§ DATASET CONTENT
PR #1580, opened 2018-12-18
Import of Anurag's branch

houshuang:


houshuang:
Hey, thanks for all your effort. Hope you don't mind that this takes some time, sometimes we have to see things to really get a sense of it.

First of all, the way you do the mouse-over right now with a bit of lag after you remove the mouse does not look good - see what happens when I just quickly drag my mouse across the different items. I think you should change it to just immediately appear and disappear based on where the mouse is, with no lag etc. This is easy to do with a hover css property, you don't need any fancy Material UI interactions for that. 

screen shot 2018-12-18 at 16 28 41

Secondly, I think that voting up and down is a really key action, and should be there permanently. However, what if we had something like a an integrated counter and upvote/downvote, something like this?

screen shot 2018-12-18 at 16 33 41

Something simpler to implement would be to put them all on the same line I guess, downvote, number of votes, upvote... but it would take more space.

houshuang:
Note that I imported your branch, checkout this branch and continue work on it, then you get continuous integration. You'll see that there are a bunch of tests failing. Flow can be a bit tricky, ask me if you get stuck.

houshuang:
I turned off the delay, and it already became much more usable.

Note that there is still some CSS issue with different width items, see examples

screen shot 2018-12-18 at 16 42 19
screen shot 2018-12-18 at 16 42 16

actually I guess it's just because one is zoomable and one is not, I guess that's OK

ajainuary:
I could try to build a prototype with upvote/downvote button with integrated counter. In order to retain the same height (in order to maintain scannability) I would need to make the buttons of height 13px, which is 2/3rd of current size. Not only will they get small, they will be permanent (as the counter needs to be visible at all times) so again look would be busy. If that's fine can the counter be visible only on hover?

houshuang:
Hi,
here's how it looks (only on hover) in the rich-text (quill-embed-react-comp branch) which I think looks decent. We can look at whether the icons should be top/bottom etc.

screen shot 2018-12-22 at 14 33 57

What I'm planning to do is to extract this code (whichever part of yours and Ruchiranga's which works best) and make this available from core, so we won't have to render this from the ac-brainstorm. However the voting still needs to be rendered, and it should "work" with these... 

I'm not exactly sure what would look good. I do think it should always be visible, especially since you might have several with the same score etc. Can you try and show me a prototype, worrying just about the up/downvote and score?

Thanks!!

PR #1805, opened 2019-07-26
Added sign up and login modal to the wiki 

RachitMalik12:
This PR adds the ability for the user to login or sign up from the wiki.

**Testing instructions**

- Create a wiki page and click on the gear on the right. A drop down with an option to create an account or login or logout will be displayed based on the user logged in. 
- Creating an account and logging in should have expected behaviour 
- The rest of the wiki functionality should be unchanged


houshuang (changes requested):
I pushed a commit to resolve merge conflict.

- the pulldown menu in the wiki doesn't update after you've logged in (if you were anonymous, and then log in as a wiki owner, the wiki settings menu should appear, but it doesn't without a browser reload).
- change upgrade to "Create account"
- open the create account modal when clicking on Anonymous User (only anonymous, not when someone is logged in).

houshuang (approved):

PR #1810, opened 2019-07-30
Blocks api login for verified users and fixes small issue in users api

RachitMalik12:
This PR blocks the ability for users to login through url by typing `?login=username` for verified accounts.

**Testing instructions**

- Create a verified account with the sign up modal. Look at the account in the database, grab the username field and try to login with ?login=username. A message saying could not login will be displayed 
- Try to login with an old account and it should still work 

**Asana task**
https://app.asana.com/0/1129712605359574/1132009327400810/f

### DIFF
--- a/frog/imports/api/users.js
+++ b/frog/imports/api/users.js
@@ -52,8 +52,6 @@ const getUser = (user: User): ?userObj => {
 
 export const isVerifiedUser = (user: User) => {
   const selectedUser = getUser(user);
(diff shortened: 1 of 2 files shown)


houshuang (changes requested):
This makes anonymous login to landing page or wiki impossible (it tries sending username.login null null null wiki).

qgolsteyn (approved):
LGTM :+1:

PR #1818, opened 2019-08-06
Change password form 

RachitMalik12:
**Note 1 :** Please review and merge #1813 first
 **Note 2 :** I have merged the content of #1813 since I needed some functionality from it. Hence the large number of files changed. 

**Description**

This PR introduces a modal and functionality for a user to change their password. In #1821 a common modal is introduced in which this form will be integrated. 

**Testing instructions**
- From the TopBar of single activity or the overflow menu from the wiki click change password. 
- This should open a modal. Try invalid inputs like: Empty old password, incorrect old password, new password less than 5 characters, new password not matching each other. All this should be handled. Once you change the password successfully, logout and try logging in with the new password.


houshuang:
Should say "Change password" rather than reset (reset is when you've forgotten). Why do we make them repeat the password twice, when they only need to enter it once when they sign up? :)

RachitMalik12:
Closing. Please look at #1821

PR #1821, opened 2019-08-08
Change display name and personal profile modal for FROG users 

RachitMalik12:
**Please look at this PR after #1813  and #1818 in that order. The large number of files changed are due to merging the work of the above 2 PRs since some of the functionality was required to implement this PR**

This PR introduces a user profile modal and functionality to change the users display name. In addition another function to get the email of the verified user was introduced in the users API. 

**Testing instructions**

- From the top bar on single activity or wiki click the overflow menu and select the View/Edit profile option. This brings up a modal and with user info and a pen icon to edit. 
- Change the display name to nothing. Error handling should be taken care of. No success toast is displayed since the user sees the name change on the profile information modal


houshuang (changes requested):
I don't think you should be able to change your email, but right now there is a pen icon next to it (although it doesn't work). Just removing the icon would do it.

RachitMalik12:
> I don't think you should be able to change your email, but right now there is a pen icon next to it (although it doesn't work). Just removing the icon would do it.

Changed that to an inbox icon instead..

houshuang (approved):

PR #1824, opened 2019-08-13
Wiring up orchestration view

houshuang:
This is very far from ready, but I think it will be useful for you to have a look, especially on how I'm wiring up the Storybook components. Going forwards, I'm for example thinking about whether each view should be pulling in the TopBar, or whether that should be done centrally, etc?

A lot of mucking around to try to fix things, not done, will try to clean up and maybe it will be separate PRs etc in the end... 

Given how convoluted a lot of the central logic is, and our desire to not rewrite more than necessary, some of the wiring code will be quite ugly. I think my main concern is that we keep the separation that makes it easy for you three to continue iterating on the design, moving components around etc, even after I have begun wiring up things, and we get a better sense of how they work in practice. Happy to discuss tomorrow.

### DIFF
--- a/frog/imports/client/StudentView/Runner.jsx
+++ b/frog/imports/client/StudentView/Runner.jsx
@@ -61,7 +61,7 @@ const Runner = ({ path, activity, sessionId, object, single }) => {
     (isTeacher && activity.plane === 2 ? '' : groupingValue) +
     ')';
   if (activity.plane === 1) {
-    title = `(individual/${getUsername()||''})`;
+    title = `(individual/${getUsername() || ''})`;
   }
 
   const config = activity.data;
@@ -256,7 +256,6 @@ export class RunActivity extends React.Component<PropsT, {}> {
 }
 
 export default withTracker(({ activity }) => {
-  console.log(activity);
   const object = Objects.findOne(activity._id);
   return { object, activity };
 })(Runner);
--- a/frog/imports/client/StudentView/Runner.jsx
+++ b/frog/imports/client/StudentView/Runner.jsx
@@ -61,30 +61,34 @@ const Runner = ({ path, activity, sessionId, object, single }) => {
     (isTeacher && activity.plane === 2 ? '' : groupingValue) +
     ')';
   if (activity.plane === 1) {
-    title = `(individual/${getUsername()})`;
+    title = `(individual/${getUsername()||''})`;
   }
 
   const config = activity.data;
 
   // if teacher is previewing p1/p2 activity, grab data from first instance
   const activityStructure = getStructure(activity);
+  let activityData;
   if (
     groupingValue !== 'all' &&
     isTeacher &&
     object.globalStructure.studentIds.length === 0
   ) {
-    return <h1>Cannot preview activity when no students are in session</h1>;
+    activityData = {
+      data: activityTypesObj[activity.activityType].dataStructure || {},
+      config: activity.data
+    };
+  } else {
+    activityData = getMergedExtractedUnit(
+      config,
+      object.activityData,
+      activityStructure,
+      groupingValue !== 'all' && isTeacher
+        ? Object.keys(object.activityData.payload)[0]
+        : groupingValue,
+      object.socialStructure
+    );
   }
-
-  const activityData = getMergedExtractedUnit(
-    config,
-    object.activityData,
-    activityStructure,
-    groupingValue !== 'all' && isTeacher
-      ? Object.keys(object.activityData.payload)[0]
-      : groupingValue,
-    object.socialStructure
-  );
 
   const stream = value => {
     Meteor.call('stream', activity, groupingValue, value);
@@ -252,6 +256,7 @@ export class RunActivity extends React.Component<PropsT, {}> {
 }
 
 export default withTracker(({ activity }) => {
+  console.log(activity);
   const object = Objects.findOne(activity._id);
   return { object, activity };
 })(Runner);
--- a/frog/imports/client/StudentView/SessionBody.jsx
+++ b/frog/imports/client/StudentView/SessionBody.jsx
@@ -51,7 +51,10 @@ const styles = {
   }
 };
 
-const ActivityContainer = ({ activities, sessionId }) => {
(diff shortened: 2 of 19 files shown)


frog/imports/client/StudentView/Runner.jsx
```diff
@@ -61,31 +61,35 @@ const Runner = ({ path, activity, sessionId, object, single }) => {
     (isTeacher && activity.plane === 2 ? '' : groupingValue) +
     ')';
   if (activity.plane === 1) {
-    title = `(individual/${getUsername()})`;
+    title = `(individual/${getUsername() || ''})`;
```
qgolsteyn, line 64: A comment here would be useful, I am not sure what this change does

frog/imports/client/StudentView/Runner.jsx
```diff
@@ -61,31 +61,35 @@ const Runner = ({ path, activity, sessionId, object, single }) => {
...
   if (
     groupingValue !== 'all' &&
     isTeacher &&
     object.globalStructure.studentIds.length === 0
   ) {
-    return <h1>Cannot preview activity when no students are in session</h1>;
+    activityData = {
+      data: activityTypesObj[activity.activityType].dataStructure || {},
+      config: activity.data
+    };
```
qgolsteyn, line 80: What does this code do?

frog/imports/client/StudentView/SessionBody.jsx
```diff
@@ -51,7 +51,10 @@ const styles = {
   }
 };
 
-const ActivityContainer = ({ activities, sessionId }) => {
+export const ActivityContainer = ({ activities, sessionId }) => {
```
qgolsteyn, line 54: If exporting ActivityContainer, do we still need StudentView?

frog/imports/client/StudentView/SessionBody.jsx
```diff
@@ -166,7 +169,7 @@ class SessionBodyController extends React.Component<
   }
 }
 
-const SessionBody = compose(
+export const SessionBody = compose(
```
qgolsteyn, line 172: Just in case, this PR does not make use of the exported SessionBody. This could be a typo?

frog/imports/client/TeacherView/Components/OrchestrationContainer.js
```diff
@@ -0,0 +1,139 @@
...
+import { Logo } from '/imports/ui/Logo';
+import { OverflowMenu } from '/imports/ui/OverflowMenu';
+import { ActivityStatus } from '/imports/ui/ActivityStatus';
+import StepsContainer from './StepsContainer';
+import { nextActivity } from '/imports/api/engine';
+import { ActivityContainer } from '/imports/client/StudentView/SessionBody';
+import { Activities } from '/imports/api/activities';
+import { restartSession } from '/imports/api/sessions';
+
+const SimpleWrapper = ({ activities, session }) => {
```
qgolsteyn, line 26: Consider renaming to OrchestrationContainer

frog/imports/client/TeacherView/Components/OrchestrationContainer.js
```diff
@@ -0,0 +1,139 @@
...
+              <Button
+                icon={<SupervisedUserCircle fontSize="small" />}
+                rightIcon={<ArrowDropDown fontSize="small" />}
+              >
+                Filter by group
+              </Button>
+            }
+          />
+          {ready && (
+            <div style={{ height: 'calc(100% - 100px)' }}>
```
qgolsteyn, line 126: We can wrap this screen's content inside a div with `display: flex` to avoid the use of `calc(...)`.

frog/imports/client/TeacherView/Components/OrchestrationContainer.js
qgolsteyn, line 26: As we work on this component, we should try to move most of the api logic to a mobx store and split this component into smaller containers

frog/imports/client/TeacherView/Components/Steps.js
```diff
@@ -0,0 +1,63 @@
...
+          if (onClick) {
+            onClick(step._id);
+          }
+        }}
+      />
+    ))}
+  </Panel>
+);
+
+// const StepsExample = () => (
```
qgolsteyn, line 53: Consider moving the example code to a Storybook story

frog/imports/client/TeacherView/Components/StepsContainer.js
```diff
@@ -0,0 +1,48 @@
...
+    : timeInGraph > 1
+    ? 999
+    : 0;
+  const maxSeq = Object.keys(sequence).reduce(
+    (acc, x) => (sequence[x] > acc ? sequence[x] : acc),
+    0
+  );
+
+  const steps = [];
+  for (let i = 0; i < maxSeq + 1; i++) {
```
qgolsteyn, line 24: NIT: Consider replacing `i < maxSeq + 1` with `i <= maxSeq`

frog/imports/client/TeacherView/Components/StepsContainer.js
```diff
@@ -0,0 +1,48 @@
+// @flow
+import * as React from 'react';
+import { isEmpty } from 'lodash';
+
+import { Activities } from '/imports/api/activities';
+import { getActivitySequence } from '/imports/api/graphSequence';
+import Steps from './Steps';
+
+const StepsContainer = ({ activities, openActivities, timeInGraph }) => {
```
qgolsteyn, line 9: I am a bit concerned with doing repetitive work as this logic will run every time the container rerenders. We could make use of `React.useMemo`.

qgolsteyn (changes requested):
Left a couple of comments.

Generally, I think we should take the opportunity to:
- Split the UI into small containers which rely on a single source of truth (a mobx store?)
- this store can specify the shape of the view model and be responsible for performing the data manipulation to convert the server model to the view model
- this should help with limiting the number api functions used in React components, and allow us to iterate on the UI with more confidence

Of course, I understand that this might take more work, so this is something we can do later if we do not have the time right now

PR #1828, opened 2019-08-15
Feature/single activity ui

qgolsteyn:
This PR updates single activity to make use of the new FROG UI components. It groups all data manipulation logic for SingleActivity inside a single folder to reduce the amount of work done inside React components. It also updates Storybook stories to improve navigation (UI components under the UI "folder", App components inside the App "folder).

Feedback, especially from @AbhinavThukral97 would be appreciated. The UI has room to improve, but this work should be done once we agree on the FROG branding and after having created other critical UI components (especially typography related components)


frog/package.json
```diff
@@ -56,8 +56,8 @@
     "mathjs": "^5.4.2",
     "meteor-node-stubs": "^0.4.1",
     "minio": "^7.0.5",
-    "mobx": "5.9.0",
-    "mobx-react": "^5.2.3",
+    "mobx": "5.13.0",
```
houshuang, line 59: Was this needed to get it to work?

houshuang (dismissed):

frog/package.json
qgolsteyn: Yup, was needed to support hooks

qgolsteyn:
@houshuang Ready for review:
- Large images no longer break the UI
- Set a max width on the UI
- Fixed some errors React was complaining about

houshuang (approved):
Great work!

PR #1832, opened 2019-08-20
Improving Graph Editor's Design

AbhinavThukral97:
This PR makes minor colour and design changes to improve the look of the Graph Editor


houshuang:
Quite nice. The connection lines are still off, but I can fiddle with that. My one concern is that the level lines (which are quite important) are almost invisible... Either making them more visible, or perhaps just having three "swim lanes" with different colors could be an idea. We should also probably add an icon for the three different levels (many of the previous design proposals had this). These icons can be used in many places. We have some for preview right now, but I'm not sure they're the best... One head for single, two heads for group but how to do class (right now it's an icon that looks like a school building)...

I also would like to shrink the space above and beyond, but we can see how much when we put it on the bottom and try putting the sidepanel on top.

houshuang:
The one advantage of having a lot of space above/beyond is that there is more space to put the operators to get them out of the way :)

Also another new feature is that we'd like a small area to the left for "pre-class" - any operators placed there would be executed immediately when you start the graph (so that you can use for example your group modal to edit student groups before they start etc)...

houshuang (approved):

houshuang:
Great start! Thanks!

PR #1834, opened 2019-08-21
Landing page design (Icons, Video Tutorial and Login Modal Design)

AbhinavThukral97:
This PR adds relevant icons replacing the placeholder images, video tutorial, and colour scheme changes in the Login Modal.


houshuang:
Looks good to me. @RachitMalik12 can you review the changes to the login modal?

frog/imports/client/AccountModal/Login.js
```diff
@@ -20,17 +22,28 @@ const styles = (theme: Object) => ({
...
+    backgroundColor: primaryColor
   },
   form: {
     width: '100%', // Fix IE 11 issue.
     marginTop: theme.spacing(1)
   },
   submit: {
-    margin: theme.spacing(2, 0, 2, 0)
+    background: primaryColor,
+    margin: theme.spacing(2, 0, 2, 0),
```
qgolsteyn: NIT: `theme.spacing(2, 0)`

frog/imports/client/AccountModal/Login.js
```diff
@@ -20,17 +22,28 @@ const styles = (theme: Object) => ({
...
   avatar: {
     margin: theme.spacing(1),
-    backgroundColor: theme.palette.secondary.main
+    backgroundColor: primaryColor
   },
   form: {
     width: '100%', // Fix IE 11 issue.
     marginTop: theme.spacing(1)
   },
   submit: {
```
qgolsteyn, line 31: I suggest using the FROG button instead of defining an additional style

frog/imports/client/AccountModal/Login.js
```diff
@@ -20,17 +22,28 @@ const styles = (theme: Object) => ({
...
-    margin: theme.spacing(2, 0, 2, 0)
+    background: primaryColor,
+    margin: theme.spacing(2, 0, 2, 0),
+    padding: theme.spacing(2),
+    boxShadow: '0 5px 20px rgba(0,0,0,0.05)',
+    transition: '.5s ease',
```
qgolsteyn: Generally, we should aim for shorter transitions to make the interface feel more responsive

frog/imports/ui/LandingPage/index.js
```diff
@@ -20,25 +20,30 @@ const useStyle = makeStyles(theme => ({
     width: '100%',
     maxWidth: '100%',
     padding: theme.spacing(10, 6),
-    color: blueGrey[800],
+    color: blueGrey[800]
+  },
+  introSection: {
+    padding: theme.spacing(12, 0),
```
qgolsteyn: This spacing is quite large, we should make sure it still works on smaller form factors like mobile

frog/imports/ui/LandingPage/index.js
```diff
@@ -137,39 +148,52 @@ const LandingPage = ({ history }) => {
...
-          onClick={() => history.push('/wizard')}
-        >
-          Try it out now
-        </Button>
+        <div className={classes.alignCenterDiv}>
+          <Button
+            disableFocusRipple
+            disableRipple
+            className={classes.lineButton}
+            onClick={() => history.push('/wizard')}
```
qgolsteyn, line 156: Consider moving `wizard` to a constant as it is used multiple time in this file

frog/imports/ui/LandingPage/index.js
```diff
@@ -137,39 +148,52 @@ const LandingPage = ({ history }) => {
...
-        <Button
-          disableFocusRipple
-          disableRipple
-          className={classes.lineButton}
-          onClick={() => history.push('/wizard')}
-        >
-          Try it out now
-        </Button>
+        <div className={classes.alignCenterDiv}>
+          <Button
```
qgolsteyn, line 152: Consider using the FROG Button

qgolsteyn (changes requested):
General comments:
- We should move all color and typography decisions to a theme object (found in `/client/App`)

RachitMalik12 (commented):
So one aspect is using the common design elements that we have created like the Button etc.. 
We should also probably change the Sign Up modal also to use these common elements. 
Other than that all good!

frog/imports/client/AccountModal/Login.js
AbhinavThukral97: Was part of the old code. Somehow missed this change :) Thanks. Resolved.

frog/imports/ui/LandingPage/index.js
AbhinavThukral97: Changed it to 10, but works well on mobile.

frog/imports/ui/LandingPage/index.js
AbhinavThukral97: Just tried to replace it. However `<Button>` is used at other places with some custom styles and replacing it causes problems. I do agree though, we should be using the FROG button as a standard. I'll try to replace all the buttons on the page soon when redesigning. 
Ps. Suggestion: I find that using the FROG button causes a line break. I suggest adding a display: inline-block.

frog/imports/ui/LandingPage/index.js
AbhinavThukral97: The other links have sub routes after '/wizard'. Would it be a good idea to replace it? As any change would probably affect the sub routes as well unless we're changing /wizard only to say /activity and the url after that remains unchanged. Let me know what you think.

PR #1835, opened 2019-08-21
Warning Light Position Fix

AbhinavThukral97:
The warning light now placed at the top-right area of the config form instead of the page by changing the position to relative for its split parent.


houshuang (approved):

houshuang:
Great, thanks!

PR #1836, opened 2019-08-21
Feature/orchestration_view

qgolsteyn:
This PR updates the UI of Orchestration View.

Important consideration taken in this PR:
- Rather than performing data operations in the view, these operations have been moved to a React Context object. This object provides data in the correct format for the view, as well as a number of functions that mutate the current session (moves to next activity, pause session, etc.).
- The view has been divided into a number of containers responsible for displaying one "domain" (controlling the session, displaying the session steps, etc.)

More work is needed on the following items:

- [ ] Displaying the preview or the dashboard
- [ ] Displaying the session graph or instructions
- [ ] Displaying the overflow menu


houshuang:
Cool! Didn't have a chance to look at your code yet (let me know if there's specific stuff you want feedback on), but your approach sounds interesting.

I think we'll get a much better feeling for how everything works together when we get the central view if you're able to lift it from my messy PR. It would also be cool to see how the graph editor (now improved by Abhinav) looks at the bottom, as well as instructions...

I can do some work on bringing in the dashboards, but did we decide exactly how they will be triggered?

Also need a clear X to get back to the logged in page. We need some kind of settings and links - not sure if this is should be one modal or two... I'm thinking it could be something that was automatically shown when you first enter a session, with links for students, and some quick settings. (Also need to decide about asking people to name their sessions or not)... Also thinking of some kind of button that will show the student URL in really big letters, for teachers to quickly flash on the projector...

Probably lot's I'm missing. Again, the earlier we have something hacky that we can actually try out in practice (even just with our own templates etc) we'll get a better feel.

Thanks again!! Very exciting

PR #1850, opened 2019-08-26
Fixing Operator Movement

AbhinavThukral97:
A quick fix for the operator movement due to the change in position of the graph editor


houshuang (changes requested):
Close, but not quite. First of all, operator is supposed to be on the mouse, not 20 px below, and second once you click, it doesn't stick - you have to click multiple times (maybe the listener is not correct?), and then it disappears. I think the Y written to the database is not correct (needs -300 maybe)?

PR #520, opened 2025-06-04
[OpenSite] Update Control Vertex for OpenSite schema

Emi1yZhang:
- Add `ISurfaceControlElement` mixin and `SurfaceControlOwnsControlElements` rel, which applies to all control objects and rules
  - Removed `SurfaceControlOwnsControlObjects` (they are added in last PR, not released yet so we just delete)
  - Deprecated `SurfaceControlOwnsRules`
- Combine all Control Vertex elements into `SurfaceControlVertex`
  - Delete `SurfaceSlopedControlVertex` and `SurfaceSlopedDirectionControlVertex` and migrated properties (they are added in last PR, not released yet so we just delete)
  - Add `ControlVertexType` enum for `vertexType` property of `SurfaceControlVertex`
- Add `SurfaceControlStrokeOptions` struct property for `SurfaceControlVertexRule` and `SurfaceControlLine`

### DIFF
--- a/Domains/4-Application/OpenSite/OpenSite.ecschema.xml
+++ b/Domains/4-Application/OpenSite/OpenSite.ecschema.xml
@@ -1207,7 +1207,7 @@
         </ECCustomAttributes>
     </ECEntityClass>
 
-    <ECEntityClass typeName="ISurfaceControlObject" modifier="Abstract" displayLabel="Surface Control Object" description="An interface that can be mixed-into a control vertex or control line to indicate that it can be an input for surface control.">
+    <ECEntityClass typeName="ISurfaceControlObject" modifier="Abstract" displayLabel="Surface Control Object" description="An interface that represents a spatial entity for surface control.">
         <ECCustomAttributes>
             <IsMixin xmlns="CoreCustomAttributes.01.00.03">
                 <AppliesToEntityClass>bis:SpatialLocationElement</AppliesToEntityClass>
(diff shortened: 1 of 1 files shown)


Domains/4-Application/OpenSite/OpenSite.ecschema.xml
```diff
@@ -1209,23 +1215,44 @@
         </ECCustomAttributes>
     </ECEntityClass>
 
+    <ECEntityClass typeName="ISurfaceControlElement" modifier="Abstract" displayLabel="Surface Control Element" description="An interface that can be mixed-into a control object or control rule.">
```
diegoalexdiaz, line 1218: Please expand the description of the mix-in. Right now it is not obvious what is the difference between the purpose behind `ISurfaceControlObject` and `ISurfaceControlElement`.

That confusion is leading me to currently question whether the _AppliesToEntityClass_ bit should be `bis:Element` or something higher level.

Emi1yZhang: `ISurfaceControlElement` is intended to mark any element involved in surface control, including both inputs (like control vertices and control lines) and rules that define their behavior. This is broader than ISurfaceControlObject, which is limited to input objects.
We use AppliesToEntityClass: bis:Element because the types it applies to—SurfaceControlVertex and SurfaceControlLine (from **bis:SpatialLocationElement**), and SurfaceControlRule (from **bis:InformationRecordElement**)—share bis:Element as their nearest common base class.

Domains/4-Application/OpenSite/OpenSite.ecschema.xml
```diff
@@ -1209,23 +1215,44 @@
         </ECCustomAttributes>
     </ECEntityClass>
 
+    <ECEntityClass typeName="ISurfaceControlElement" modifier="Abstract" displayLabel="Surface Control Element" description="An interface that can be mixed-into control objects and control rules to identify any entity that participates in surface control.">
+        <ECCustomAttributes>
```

§ BRIEF
Of the entries above, transcribe exactly those lines that fall between the line containing "I think we'll" and the line containing "I can do some", together with those two lines.

§ SOLUTION TO THIS PROBLEM
I think we'll get a much better feeling for how everything works together when we get the central view if you're able to lift it from my messy PR. It would also be cool to see how the graph editor (now improved by Abhinav) looks at the bottom, as well as instructions...

I can do some work on bringing in the dashboards, but did we decide exactly how they will be triggered?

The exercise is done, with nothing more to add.